I think the summary I have seen recently pegs it right --- our use of %
of dirty buffers requires a scan of the entire buffer cache, and the
current delay of bgwriter is too high, but we can't lower it because the
buffer cache scan will become too expensive if done too frequently.

I think the ideal solution would be to remove bgwriter_percent or change
it to be a percentage of all buffers, not just dirty buffers, so we
don't have to scan the entire list.  If we set the new value to 10% with
a delay of 1 second, and the bgwriter remembers the place it stopped
scanning the buffer cache, you will clean out the buffer cache
completely every 10 seconds.

Right now it seems no one can find proper values.  We were clear that
this was an issue but it is bad news that we are only addressing it
during RC.

The 8.1 solution is to have some feedback system so writes by individual
backends cause the bgwriter to work more frequently.

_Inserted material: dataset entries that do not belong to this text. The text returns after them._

PR #204, opened 2017-07-25
Unread count and order unchanged with system messages

JPonte:


tests/unit/src/test/scala/com/waz/service/conversation/ConversationOrderEventsServiceSpec.scala
```diff
@@ -85,4 +86,46 @@ class ConversationOrderEventsServiceSpec extends AndroidFreeSpec {
...
+  lazy val storage   = mock[ConversationStorage]
+  lazy val messages  = mock[MessagesService]
+  lazy val users     = mock[UserService]
+  lazy val sync      = mock[SyncServiceHandle]
+
+  scenario("System messages shouldn't change order except it contains self") {
+
+    lazy val scheduler: EventScheduler = new EventScheduler(Stage(Sequential)(service.conversationOrderEventsStage))
+    lazy val pipeline  = new EventPipeline(Vector.empty, scheduler.enqueue)
+    lazy val service = new ConversationOrderEventsService(convs, storage, messages, users, sync, pipeline)
```
deanrobertcook: Generally I think it's safer to provide the mocks with expectations before generating the services, just in case the service needs to do stuff with the mocks in its constructor, but if it works, then fine

PR #207, opened 2017-08-02
Simplify downloads

deanrobertcook:
Note - I will still be writing tests for the next day or two - we just want this in internal soon!


zmessaging/src/main/scala/com/waz/service/downloads/AssetLoader.scala
```diff
@@ -0,0 +1,248 @@
...
+}
+
+class AssetLoaderImpl(context:         Context,
+                      network:         NetworkModeService,
+                      client:          AssetClient,
+                      audioTranscoder: AudioTranscoder,
+                      videoTranscoder: VideoTranscoder,
+                      cache:           CacheService) extends AssetLoader {
+
+  private val downloadEnabled = {
```
makingthematrix: This seems like a very complicated way to check user preferences. Why not a for-comprehension?

zmessaging/src/main/scala/com/waz/service/downloads/AssetLoader.scala
```diff
@@ -0,0 +1,248 @@
...
+  override val onDownloadDone     = EventStream[AssetId]()
+  override val onDownloadFailed   = EventStream[(AssetId, ErrorResponse)]()
+
+  override def loadAsset(asset: AssetData, callback: Callback, force: Boolean) = {
+    verbose(s"loadAsset: ${asset.id}, isDownloadable?: ${asset.isDownloadable}, force?: $force, mime: ${asset.mime}")
+    asset match {
+      case _ if asset.mime == Mime.Audio.PCM => transcodeAudio(asset, callback)
+      case _ => CancellableFuture.lift(cache.getEntry(asset.cacheKey)).flatMap {
+        case Some(cd) => CancellableFuture.successful(cd)
+        case None if asset.isDownloadable && (force || downloadEnabled.currentValue.exists(identity)) =>
```
makingthematrix: These two "case None" could be merged
And downloadEnabled.currentValue.exists(identity) could be just a private var

zmessaging/src/main/scala/com/waz/service/downloads/AssetLoaderService.scala
```diff
@@ -0,0 +1,210 @@
...
+        }
+      }
+    }
+  }
+
+  //Returns a Future, since once actual loading has started, it doesn't make sense to cancel it and waste the work.
+  private def load(entry: LoadEntry): Future[(CacheEntry, Int)] = {
+    val asset = entry.asset
+
+    def load() = entry.loader.loadAsset(entry.asset, entry.state ! _, entry.force)
```
makingthematrix: This is the only place in the code where `entry.loader.loadAsset` is called. Please create a method in `LoadEntry` which will call `loader.loadAsset(asset, state ! _, force)` and then hide the loader.

zmessaging/src/main/scala/com/waz/service/downloads/AssetLoaderService.scala
```diff
@@ -0,0 +1,210 @@
...
+  private def loadEntry(asset: AssetData, force: Boolean = false)(implicit loader: AssetLoader) = {
+    verbose(s"loadEntry(${asset.id}, $force)")
+
+    verbose(s"load requests: ${requests.keys}")
+    verbose(s"active:        $active")
+    verbose(s"in queue:      $queue")
+
+    def createEntry = returning(new LoadEntry(asset, loader)) { onAdded ! _ }
+
+    returning(requests.getOrElseUpdate(asset.id, createEntry)) { entry =>
```
makingthematrix: It seems the only reason `LoadEntry.asset` is a public `var` is because here you modify it just after creating the entry. If you move the `if` outside the `returning` you can turn `asset` into a `val`.

tests/unit/src/test/scala/com/waz/service/assets/AssetLoaderServiceSpec2.scala
```diff
@@ -0,0 +1,121 @@
+/*
```
makingthematrix: Can you merge this with `AssetLoaderServiceSpec`?

zmessaging/src/main/scala/com/waz/service/downloads/AssetLoaderService.scala
deanrobertcook: We could get potentially get another request with the same asset id, but then a different (or updated) `AssetData` that might contain more information - in that case, we don't want create a new `DownloadEntry` with a new time and potentially different properties (or do we...) 

Maybe replacing the Download Entry with a copy would be clearer

tests/unit/src/test/scala/com/waz/service/assets/AssetLoaderServiceSpec2.scala
deanrobertcook: That's still part of my testing to-dos :)

PR #208, opened 2017-08-03
Add more tests for simplified AssetLoaderService

deanrobertcook:
These tests were rewritten to match the new class


tests/utils/src/main/scala/com/waz/specs/AndroidFreeSpec.scala
```diff
@@ -58,8 +57,8 @@ abstract class AndroidFreeSpec extends FeatureSpec with BeforeAndAfterAll with B
 
     ZMessaging.clock = clock
 
-    InternalLog.reset()
-    InternalLog.add(new SystemLogOutput)
+//    InternalLog.reset()
+//    InternalLog.add(new SystemLogOutput)
```
JPonte: Any reason not to just remove?

zmessaging/src/main/scala/com/waz/service/downloads/AssetLoaderService.scala
```diff
@@ -94,45 +97,47 @@ class AssetLoaderService {
 
   private def loadEntry(asset: AssetData, force: Boolean = false)(implicit loader: AssetLoader) = {
     verbose(s"loadEntry(${asset.id}, $force)")
+    verbose(s"load requests: ${requests.keys.map(_.toString).toSeq.sorted}")
+    verbose(s"active:        ${active.map(_.toString).toSeq.sorted}")
+
+    if (!active(asset.id)) {
+      def createOrUpdate(cur: Option[LoadEntry]) = {
```
makingthematrix: I feel that in this case the nested `def` and the following `returning` clause make code less readable instead of more, and a more straightforward approach would be better. But this is just a code-style thing. Leave it as it is if you like it this way.

deanrobertcook: true - it used to have to be a `def` because of the `while` loop - now it's recursive, so I could just use a val

tests/utils/src/main/scala/com/waz/specs/AndroidFreeSpec.scala
deanrobertcook: Because then I have to remember what to enable every time I want logging in tests :)

zmessaging/src/main/scala/com/waz/service/downloads/AssetLoaderService.scala
deanrobertcook: No, actually, I was wrong - I also tried the other way - I think this is a little clearer with the returning

PR #210, opened 2017-08-07
[AN-5476] Specialized sendMessage methods in ConversationsUiService

makingthematrix:
Apart from one general `sendMessage`, `ConversationsUiService` has now a list of specialized versions of the method. They can be used from UI and from other places in SE directly, without the need to go through the old conversation API. Eventually we should be able to replace all uses of the general method with the specialized ones and remove the old API.
To do:
* Tests in `MessageSendingSpec`
* In UI, use the specialized methods in `ConversationFragment`.

### DIFF
--- a/tests/unit/src/test/scala/com/waz/service/conversation/MessageSendingSpec.scala
+++ b/tests/unit/src/test/scala/com/waz/service/conversation/MessageSendingSpec.scala
@@ -49,27 +49,12 @@ import scala.concurrent.duration._
 import scala.util.Random
 import scala.collection.mutable
 
-class MessageSendingSpec extends AndroidFreeSpec with BeforeAndAfter { test =>
+class MessageSendingSpec extends AndroidFreeSpec { test =>
   implicit lazy val dispatcher = Threading.Background
 
   lazy val selfUser = UserData("self user")
-  lazy val user1 = UserData("user 1")
-
-  var messageSync = None: Option[MessageId]
-  var assetSync = None: Option[AssetId]
-  var lastReadSync = None: Option[(ConvId, Instant)]
-
-  before {
-    messageSync = None
-    assetSync = None
-    lastReadSync = None
-  }
-
-  after {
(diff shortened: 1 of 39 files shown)


tests/unit/src/test/scala/com/waz/service/conversation/MessageSendingSpec.scala
```diff
@@ -19,105 +19,114 @@ package com.waz.service.conversation
...
 import org.threeten.bp.Instant
 
-import scala.concurrent.Await
+import scala.concurrent.{Await, Future}
 import scala.concurrent.duration._
 import scala.util.Random
+import scala.collection.mutable
 
-class MessageSendingSpec extends FeatureSpec with Matchers with BeforeAndAfter with RobolectricTests with RobolectricUtils { test =>
+class MessageSendingSpec extends AndroidFreeSpec with BeforeAndAfter { test =>
```
deanrobertcook: `AndroidFreeSpec` already extends `BeforeAndAfterEach`, which allows stacking of `before`s and `afters`. It's a little more cumbersome, since you have to overwrite a method rather than just call it, but it ensures that anything we put in `AndroidFreeSpec` gets called too.

zmessaging/src/main/scala/com/waz/api/impl/conversation/BaseConversation.scala
```diff
@@ -116,13 +116,13 @@ abstract class BaseConversation(implicit ui: UiModule) extends IConversation wit
 
   override def getVerified: Verification = data.verified
 
-  def setConversationName(name: String) = conversations.setName(id, name.trim)
+  def setConversationName(name: String) = ??? //conversations.setName(id, name.trim)
```
deanrobertcook: This seems dangerous?

makingthematrix: Sorry!

PR #213, opened 2017-08-11
saves multiple assets from link previews

makingthematrix:
A small refactoring I did while working on AssetLoaderService.
MessageEventProcessor correctly handles link previews with multiple images.

### DIFF
--- a/zmessaging/src/main/scala/com/waz/service/messages/MessageEventProcessor.scala
+++ b/zmessaging/src/main/scala/com/waz/service/messages/MessageEventProcessor.scala
@@ -89,9 +89,11 @@ class MessageEventProcessor(selfUserId:          UserId,
     //ensure we always save the preview to the same id (GenericContent.Asset.unapply always creates new assets and previews))
     def saveAssetAndPreview(asset: AssetData, preview: Option[AssetData]) =
       assets.mergeOrCreateAsset(asset).flatMap {
-        case Some(asset) => preview.fold(Future.successful(Option.empty[AssetData]))(p => assets.mergeOrCreateAsset(p.copy(id = asset.previewId.getOrElse(p.id))))
-        case _ => Future.successful(Option.empty[AssetData])
-      }.map( _.map( Seq(_) ).getOrElse(Seq.empty[AssetData]) )
+        case Some(asset) => preview.fold(Future.successful(Seq.empty[AssetData]))(p =>
+          assets.mergeOrCreateAsset(p.copy(id = asset.previewId.getOrElse(p.id))).map(_.fold(Seq.empty[AssetData])(Seq(_)))
+        )
+        case _ => Future.successful(Seq.empty[AssetData])
+      }
 
     //For assets v3, the RAssetId will be contained in the proto content. For v2, it will be passed along with in the GenericAssetEvent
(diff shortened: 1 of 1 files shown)


zmessaging/src/main/scala/com/waz/service/messages/MessageEventProcessor.scala
```diff
@@ -105,14 +104,13 @@ class MessageEventProcessor(selfUserId:          UserId,
           verbose(s"Received asset v3: $asset with preview: $preview")
           saveAssetAndPreview(asset, preview)
         case (Text(_, _, linkPreviews), _) =>
-          //TODO Dean - handle link previews with multiple images
-          linkPreviews.headOption.fold(Future.successful(Option.empty[AssetData])) {
+          Future.sequence(linkPreviews.map {
             case LinkPreview.WithAsset(a@AssetData.WithRemoteId(_)) =>
               val asset = a.copy(id = AssetId(id.str))
```
JPonte: In case of previews with multiple images, won't this make them all with the same id?

zmessaging/src/main/scala/com/waz/service/messages/MessageEventProcessor.scala
```diff
@@ -121,22 +119,22 @@ class MessageEventProcessor(selfUserId:          UserId,
           saveAssetAndPreview(asset, preview)
         case (ImageAsset(a@AssetData.IsImageWithTag(Preview)), _) =>
           verbose(s"Received image preview for msg: $id. Dropping")
-          Future successful None
+          Future successful Seq.empty[AssetData]
         case (ImageAsset(a@AssetData.IsImageWithTag(Medium)), Some(rId)) =>
           val asset = a.copy(id = AssetId(id.str), remoteId = Some(rId), convId = convId, data = decryptAssetData(a, data))
           verbose(s"Received asset v2 image: $asset")
-          assets.mergeOrCreateAsset(asset)
+          assets.mergeOrCreateAsset(asset).map( _.map( Seq(_) ).getOrElse(Seq.empty[AssetData]) )
```
JPonte: You could also fold to look prettier I guess.

zmessaging/src/main/scala/com/waz/service/messages/MessageEventProcessor.scala
```diff
@@ -87,16 +87,15 @@ class MessageEventProcessor(selfUserId:          UserId,
...
 
     //ensure we always save the preview to the same id (GenericContent.Asset.unapply always creates new assets and previews))
-    def saveAssetAndPreview(asset: AssetData, preview: Option[AssetData]) = {
+    def saveAssetAndPreview(asset: AssetData, preview: Option[AssetData]) =
       assets.mergeOrCreateAsset(asset).flatMap {
         case Some(asset) => preview.fold(Future.successful(Option.empty[AssetData]))(p => assets.mergeOrCreateAsset(p.copy(id = asset.previewId.getOrElse(p.id))))
         case _ => Future.successful(Option.empty[AssetData])
-      }
-    }
+      }.map( _.map( Seq(_) ).getOrElse(Seq.empty[AssetData]) )
```
JPonte: Maybe you could return immediately the Seq instead of returning Option and then mapping to Seq.

PR #216, opened 2017-08-15
Accounts

deanrobertcook:


zmessaging/src/main/scala/com/waz/service/AccountsService.scala
```diff
@@ -303,6 +230,189 @@ class AccountsService(val global: GlobalModule) {
         } yield {}
     }
   }
+
+
+  //New account methods
```
deanrobertcook: Probably don't need this comment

The big question is what to do during RC2?  Do we just leave it as
suboptimal knowing we will revisit it in 8.1 or try an incremental
solution for 8.0 that might work better.

We have to decide now.

---

   PostgreSQL 8.0 Open Items
   =

Current version at http://candle.pha.pa.us/cgi-bin/pgopenitems.

Changes
---
* change bgwriter buffer scan behavior?
* adjust bgwriter defaults

Documentation
-
* synchonize supported encodings and docs
* improve external interfaces documentation section
* manual pages

Fixed Since Last Beta
-

-- 
  Bruce Momjian|  http://candle.pha.pa.us
  [EMAIL PROTECTED]   |  (610) 359-1001
  +  If your life is a hard drive, |  13 Roberts Road
  +  Christ can be your backup.|  Newtown Square, Pennsylvania 19073

---(end of broadcast)---
TIP 2: you can get off all lists at once with the unregister command
(send unregister YourEmailAddressHere to [EMAIL PROTECTED])


Re: [HACKERS] RC2 and open issues

2004-12-20 Thread Tom Lane
Bruce Momjian [EMAIL PROTECTED] writes:
 I think the ideal solution would be to remove bgwriter_percent or change
 it to be a percentage of all buffers, not just dirty buffers, so we
 don't have to scan the entire list.  If we set the new value to 10% with
 a delay of 1 second, and the bgwriter remembers the place it stopped
 scanning the buffer cache, you will clean out the buffer cache
 completely every 10 seconds.

But we don't *want* it to clean out the buffer cache completely.
There's no point in writing a hot page every few seconds.  So I don't
think I believe in remembering where we stopped anyway.

I think there's a reasonable case to be made for redefining
bgwriter_percent as the max percent of the total buffer list to scan
(not the max percent of the list to return --- Jan correctly pointed out
that the latter is useless).  Then we could modify
StrategyDirtyBufferList so that the percent and maxpages parameters are
passed in, so it can stop as soon as either one is satisfied.  This
would be a fairly small/safe code change and I wouldn't have a problem
doing it even at this late stage of the cycle.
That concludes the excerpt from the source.